* Exercise objective: Give back the full set of entries that follows, exactly as written.

* Available data:

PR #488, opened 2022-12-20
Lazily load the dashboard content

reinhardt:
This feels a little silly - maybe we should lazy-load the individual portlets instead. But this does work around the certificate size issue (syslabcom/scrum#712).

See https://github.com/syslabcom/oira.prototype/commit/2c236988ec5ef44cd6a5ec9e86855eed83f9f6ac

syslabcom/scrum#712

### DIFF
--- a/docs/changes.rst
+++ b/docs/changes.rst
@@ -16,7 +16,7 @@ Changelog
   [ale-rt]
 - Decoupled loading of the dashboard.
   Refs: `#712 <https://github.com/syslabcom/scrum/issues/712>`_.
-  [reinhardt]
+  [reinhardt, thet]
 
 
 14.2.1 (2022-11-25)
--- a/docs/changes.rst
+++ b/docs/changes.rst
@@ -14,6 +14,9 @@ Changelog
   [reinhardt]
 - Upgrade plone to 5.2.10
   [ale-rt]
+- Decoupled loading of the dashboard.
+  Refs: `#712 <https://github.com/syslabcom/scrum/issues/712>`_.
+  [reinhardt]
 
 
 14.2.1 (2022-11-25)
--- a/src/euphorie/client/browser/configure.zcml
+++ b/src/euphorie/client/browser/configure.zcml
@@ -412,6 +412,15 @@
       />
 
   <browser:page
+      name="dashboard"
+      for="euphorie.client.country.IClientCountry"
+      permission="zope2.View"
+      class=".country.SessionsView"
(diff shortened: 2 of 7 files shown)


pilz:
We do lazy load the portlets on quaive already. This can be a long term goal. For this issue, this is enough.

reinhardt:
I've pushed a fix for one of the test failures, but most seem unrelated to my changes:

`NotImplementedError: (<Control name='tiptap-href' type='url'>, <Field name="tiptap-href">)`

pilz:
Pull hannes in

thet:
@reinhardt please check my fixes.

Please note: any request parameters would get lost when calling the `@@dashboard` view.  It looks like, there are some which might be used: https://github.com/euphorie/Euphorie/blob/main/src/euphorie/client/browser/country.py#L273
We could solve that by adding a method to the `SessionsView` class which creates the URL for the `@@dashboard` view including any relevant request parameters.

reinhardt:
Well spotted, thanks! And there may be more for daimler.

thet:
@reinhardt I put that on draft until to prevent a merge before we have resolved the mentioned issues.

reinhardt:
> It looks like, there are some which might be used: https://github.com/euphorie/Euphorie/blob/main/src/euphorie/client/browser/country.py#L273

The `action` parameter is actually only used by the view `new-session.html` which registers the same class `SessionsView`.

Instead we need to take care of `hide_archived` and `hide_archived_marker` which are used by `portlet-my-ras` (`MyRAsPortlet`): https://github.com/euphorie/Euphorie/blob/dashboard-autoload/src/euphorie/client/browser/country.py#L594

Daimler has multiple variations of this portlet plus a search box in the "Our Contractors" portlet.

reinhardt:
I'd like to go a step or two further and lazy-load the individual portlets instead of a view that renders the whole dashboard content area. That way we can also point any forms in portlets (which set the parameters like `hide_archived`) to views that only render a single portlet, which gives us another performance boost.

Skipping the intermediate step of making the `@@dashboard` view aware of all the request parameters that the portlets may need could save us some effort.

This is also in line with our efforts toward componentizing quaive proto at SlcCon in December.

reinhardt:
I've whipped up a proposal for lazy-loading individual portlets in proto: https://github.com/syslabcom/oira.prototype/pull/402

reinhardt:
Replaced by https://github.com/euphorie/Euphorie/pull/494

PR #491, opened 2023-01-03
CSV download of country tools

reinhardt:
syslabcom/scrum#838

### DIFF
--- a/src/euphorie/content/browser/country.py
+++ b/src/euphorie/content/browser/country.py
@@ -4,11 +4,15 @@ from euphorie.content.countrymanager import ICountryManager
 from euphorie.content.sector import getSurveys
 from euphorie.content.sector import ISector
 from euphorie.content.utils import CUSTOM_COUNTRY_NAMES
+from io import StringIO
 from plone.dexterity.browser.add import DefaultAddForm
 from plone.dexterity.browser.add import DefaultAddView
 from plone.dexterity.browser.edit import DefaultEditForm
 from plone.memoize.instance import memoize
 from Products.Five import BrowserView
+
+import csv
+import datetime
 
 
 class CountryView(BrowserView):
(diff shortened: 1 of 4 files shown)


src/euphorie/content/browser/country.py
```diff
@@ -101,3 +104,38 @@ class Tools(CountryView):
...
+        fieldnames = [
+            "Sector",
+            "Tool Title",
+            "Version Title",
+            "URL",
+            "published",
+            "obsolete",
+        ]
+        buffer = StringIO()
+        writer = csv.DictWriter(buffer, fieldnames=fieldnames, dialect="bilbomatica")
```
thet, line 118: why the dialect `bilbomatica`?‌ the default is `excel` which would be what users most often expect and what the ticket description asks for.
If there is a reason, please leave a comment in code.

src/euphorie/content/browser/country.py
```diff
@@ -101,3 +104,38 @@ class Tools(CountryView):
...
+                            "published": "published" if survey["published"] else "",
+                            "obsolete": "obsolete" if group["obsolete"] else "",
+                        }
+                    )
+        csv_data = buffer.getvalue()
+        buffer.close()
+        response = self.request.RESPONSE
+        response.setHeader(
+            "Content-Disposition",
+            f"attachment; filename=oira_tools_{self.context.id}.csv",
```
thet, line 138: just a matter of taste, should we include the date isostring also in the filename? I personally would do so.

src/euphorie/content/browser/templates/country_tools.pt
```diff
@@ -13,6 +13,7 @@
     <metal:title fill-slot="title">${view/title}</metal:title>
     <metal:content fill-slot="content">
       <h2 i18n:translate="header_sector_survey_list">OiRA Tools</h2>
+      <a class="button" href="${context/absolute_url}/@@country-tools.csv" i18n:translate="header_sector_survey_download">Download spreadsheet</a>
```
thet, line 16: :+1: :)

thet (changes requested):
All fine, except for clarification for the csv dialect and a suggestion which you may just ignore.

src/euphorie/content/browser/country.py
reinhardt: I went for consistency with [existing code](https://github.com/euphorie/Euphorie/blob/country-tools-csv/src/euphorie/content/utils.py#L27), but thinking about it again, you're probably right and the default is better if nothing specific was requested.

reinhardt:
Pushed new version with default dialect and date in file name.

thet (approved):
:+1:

* Result of this exercise:
PR #488, opened 2022-12-20
Lazily load the dashboard content

reinhardt:
This feels a little silly - maybe we should lazy-load the individual portlets instead. But this does work around the certificate size issue (syslabcom/scrum#712).

See https://github.com/syslabcom/oira.prototype/commit/2c236988ec5ef44cd6a5ec9e86855eed83f9f6ac

syslabcom/scrum#712

### DIFF
--- a/docs/changes.rst
+++ b/docs/changes.rst
@@ -16,7 +16,7 @@ Changelog
   [ale-rt]
 - Decoupled loading of the dashboard.
   Refs: `#712 <https://github.com/syslabcom/scrum/issues/712>`_.
-  [reinhardt]
+  [reinhardt, thet]
 
 
 14.2.1 (2022-11-25)
--- a/docs/changes.rst
+++ b/docs/changes.rst
@@ -14,6 +14,9 @@ Changelog
   [reinhardt]
 - Upgrade plone to 5.2.10
   [ale-rt]
+- Decoupled loading of the dashboard.
+  Refs: `#712 <https://github.com/syslabcom/scrum/issues/712>`_.
+  [reinhardt]
 
 
 14.2.1 (2022-11-25)
--- a/src/euphorie/client/browser/configure.zcml
+++ b/src/euphorie/client/browser/configure.zcml
@@ -412,6 +412,15 @@
       />
 
   <browser:page
+      name="dashboard"
+      for="euphorie.client.country.IClientCountry"
+      permission="zope2.View"
+      class=".country.SessionsView"
(diff shortened: 2 of 7 files shown)


pilz:
We do lazy load the portlets on quaive already. This can be a long term goal. For this issue, this is enough.

reinhardt:
I've pushed a fix for one of the test failures, but most seem unrelated to my changes:

`NotImplementedError: (<Control name='tiptap-href' type='url'>, <Field name="tiptap-href">)`

pilz:
Pull hannes in

thet:
@reinhardt please check my fixes.

Please note: any request parameters would get lost when calling the `@@dashboard` view.  It looks like, there are some which might be used: https://github.com/euphorie/Euphorie/blob/main/src/euphorie/client/browser/country.py#L273
We could solve that by adding a method to the `SessionsView` class which creates the URL for the `@@dashboard` view including any relevant request parameters.

reinhardt:
Well spotted, thanks! And there may be more for daimler.

thet:
@reinhardt I put that on draft until to prevent a merge before we have resolved the mentioned issues.

reinhardt:
> It looks like, there are some which might be used: https://github.com/euphorie/Euphorie/blob/main/src/euphorie/client/browser/country.py#L273

The `action` parameter is actually only used by the view `new-session.html` which registers the same class `SessionsView`.

Instead we need to take care of `hide_archived` and `hide_archived_marker` which are used by `portlet-my-ras` (`MyRAsPortlet`): https://github.com/euphorie/Euphorie/blob/dashboard-autoload/src/euphorie/client/browser/country.py#L594

Daimler has multiple variations of this portlet plus a search box in the "Our Contractors" portlet.

reinhardt:
I'd like to go a step or two further and lazy-load the individual portlets instead of a view that renders the whole dashboard content area. That way we can also point any forms in portlets (which set the parameters like `hide_archived`) to views that only render a single portlet, which gives us another performance boost.

Skipping the intermediate step of making the `@@dashboard` view aware of all the request parameters that the portlets may need could save us some effort.

This is also in line with our efforts toward componentizing quaive proto at SlcCon in December.

reinhardt:
I've whipped up a proposal for lazy-loading individual portlets in proto: https://github.com/syslabcom/oira.prototype/pull/402

reinhardt:
Replaced by https://github.com/euphorie/Euphorie/pull/494

PR #491, opened 2023-01-03
CSV download of country tools

reinhardt:
syslabcom/scrum#838

### DIFF
--- a/src/euphorie/content/browser/country.py
+++ b/src/euphorie/content/browser/country.py
@@ -4,11 +4,15 @@ from euphorie.content.countrymanager import ICountryManager
 from euphorie.content.sector import getSurveys
 from euphorie.content.sector import ISector
 from euphorie.content.utils import CUSTOM_COUNTRY_NAMES
+from io import StringIO
 from plone.dexterity.browser.add import DefaultAddForm
 from plone.dexterity.browser.add import DefaultAddView
 from plone.dexterity.browser.edit import DefaultEditForm
 from plone.memoize.instance import memoize
 from Products.Five import BrowserView
+
+import csv
+import datetime
 
 
 class CountryView(BrowserView):
(diff shortened: 1 of 4 files shown)


src/euphorie/content/browser/country.py
```diff
@@ -101,3 +104,38 @@ class Tools(CountryView):
...
+        fieldnames = [
+            "Sector",
+            "Tool Title",
+            "Version Title",
+            "URL",
+            "published",
+            "obsolete",
+        ]
+        buffer = StringIO()
+        writer = csv.DictWriter(buffer, fieldnames=fieldnames, dialect="bilbomatica")
```
thet, line 118: why the dialect `bilbomatica`?‌ the default is `excel` which would be what users most often expect and what the ticket description asks for.
If there is a reason, please leave a comment in code.

src/euphorie/content/browser/country.py
```diff
@@ -101,3 +104,38 @@ class Tools(CountryView):
...
+                            "published": "published" if survey["published"] else "",
+                            "obsolete": "obsolete" if group["obsolete"] else "",
+                        }
+                    )
+        csv_data = buffer.getvalue()
+        buffer.close()
+        response = self.request.RESPONSE
+        response.setHeader(
+            "Content-Disposition",
+            f"attachment; filename=oira_tools_{self.context.id}.csv",
```
thet, line 138: just a matter of taste, should we include the date isostring also in the filename? I personally would do so.

src/euphorie/content/browser/templates/country_tools.pt
```diff
@@ -13,6 +13,7 @@
     <metal:title fill-slot="title">${view/title}</metal:title>
     <metal:content fill-slot="content">
       <h2 i18n:translate="header_sector_survey_list">OiRA Tools</h2>
+      <a class="button" href="${context/absolute_url}/@@country-tools.csv" i18n:translate="header_sector_survey_download">Download spreadsheet</a>
```
thet, line 16: :+1: :)

thet (changes requested):
All fine, except for clarification for the csv dialect and a suggestion which you may just ignore.

src/euphorie/content/browser/country.py
reinhardt: I went for consistency with [existing code](https://github.com/euphorie/Euphorie/blob/country-tools-csv/src/euphorie/content/utils.py#L27), but thinking about it again, you're probably right and the default is better if nothing specific was requested.

reinhardt:
Pushed new version with default dialect and date in file name.

thet (approved):
:+1:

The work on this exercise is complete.